In order to investigate the general expression profile of AEBP1, RT-PCR was performed on a range of commercially available human tissues. This demonstrated a ubiquitous expression of AEBP1 (Fig. 2D).

Biochemical collagen analyses

Fibroblast cultures were established from a skin biopsy from patient 1. SDS-PAGE analysis of metabolically labelled procollagens and pepsin-digested fluorescently labelled collagens extracted from the medium and the cell layer of dermal fibroblast cultures showed a normal electrophoretic pattern for the bands representing the α-chains of types I, III and V (pro)collagen proteins, without clear qualitative or quantitative alterations (data not shown).

Analysis of the urinary collagen cross-links from patient 1 revealed a lysylpyridinoline/hydroxylysylpyridinoline (LP/HP) ratio of 0.27, which is similar to that of normal controls (LP/HP, 0.19 ± 0.02; range, 0.12–0.25; n = 179).

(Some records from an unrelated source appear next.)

PR #3084, opened 2019-09-24
Add minimumBy/maximumBy/Option to Foldable

joroKr21:
* `mimimumByOption` / `maximumByOption` on `Foldable`
  * `minumumBy` / `maximumBy` on `Reducible`

Thank you for contributing to Cats!

Fixes #2385

PR #3122, opened 2019-10-28
Follow-up #3084

travisbrown:
This is a follow-up for #3084, with three changes, two of which should be uncontroversial:

* These are methods on the `Foldable` and `Reducible` type classes, and shouldn't have `Foldable` or `Reducible` constraints, so I've removed them.
* I fixed the references in the first `@see` clauses in the API docs for the `Foldable` methods (they should point to the `*By` methods on `Reducible`).

I've also changed the method names from `minimumOptionBy` and `maximumOptionBy` to `minimumByOption` and `maximumByOption`. This is consistent with the standard library's `maxByOption`, and also with e.g. `reduceRightOption` (from both the standard library and Cats). 

Following the standard library here seems like the right thing to do, and these new methods haven't been in a release yet, so we don't need to worry about compatibility. If people would prefer to keep the `OptionBy` versions I can remove that commit, though.

/cc @joroKr21

### DIFF
--- a/core/src/main/scala/cats/Foldable.scala
+++ b/core/src/main/scala/cats/Foldable.scala
@@ -204,8 +204,8 @@ import Foldable.sentinel
    *
    * @see [[maximumOptionBy]] for maximum instead of minimum.
    */
-  def minimumOptionBy[A, B: Order](fa: F[A])(f: A => B)(implicit F: Foldable[F]): Option[A] =
-    F.minimumOption(fa)(Order.by(f))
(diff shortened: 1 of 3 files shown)


joroKr21:
Ohh, I think I see what happened here. Initially added them as bincompat syntax I think, then realized we can have them in the typeclasses after dropping 2.11, but I completely forgot to remove the constraints.

I wonder if `-Ywarn-unused:params` would've helped here.

Regardless, thank you @travisbrown!

I'm ok with the name change as well.

travisbrown:
@joroKr21 Ah, that makes sense!

PR #3127, opened 2019-11-05
Add instances for the standard library's TailRec

travisbrown:
This takes @johnynek's commits from #3041 and adds one commit changing the `val` in `TailRecInstances` to a method pointing to a cached instance, to avoid breaking bincompat.


travisbrown:
Updated branch in #3041.

PR #3128, opened 2019-11-05
Deprecate / override syntax methods with redundant Monad constraints

travisbrown:
This does the same thing as @ceedub's #2180 but in a binary-compatible way.

I was afraid we might run into the same bug as [here](https://github.com/typelevel/cats/issues/2685#issuecomment-547862937) but the syntax tests are still passing.


travisbrown:
Oh, wait, I could have sworn I ran `validateBC` on this. Taking a look now.

travisbrown:
I only checked bincompat on 2.13, where the synthetic methods for overrides in value classes aren't suffixed with an index, and this change doesn't break bincompat. They are indexed on 2.12, which means there's no way to do this there, as far as I can tell.

PR #1754, opened 2014-02-06
refactor(typeahead): add typeahead controller

chrisirhc:
First step to adding typeahead controller. There is some duplicate code but that will be cleaned up in future PRs.


wesleycho:
Closing as typeahead is now in a controller - the controller needs to be refactored still, but now it can be done a little more incrementally.

Issue #1843, opened 2014-02-22
[Proposal] Select directive


bekos:
As I have done with the other directives, I would like to get some feedback (or code review) before submitting the actual PR and as I keep writing more tests.

This is a dropdown select directive that uses dropdown buttons as a placeholder. Some features are:
- Single & multiple selects.
- Group options.
- Keyboard interaction.
- Dynamic option templates.
- More... :-)

My main goal was to keep it's interaction as close as possible to the native select.

Play here: http://plnkr.co/edit/K5SEa6hgdbZXfhR6chE7?p=preview

PR #1849, opened 2014-02-24
feat(dropdownSelect): add select directive

bekos:
Based on #1843.

BTW, I would prefer to have the directive as `prefix-select` :-)


wesleycho:
Going to close as something we won't support due to the internal structure of UI Bootstrap changing quite a bit since this PR, including template urls being different, and the overhead of supporting a new feature.

This is probably best released as a standalone library.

Ultrastructural collagen analysis

We evaluated collagen fibril architecture in the reticular dermis of a skin biopsy from both patients by transmission electron microscopy (TEM). Cross-sectional TEM profiles in both patients demonstrated fibrils with variable diameters, and some fibrils displayed a small flower-like appearance with irregular contours (Fig. 3A). Morphometric analysis revealed mildly increased fibril diameters with a somewhat broader distribution of fibril diameters (patient 1, 97.8 ± 9.6 nm; patient 2, 98.7 ± 13.3 nm) compared to control (90.8 ± 7.1 nm). Interfibrillar spaces appeared grossly normal in patient 2 but were larger and filled with amorphous granulofilamentous deposits in patient 1 (Fig. 3A). In addition, the morphology of elastin showed an altered appearance with ruffled edges in both patients (Fig. 3B). Fibroblasts were morphologically normal and did not show dilated endoplasmic reticulum or other ultrastructural signs of activation of the unfolded protein response and/or autophagy (data not shown).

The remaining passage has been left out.